Aim of the exercise:
Below are records; reproduce exactly the lines from the one that has "df_py/challenge/calc_rewards.py" through the one that has "trentmc, line 86: I'm", ends included, and nothing more.
++++
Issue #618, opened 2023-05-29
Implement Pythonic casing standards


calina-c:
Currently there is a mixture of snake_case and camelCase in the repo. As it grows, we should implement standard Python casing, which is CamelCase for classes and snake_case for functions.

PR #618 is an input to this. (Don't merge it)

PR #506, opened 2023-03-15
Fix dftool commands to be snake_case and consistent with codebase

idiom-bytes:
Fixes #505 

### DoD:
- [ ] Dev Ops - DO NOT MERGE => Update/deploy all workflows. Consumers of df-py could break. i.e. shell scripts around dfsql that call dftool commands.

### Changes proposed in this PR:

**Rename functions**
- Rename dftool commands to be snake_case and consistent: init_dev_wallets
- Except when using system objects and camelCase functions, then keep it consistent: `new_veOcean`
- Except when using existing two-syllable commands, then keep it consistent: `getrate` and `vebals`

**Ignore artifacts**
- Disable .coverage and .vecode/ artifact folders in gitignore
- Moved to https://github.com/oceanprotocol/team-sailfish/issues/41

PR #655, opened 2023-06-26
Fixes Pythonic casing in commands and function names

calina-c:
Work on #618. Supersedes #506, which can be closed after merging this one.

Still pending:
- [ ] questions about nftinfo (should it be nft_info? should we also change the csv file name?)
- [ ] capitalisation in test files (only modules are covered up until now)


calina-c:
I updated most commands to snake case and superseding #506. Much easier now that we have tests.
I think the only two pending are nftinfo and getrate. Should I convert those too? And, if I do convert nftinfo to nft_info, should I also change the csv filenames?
++++
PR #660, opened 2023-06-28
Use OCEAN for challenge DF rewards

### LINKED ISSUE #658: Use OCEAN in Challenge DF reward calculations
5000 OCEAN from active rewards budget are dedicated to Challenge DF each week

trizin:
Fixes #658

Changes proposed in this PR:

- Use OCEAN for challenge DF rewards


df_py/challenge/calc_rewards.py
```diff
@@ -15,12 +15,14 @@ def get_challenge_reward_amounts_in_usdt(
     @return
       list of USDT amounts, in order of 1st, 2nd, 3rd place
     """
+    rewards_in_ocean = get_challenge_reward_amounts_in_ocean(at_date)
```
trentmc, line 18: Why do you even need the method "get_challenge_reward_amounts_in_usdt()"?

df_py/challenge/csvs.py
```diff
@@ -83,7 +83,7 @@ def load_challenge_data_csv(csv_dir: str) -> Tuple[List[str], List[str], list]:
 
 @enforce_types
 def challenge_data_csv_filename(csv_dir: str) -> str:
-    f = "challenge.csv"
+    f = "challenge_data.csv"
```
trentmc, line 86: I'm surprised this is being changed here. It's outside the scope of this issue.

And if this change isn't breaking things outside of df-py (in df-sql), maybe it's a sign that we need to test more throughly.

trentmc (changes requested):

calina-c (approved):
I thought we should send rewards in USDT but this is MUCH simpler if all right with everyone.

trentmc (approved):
++++
Result:
df_py/challenge/calc_rewards.py
```diff
@@ -15,12 +15,14 @@ def get_challenge_reward_amounts_in_usdt(
     @return
       list of USDT amounts, in order of 1st, 2nd, 3rd place
     """
+    rewards_in_ocean = get_challenge_reward_amounts_in_ocean(at_date)
```
trentmc, line 18: Why do you even need the method "get_challenge_reward_amounts_in_usdt()"?

df_py/challenge/csvs.py
```diff
@@ -83,7 +83,7 @@ def load_challenge_data_csv(csv_dir: str) -> Tuple[List[str], List[str], list]:
 
 @enforce_types
 def challenge_data_csv_filename(csv_dir: str) -> str:
-    f = "challenge.csv"
+    f = "challenge_data.csv"
```
trentmc, line 86: I'm surprised this is being changed here. It's outside the scope of this issue.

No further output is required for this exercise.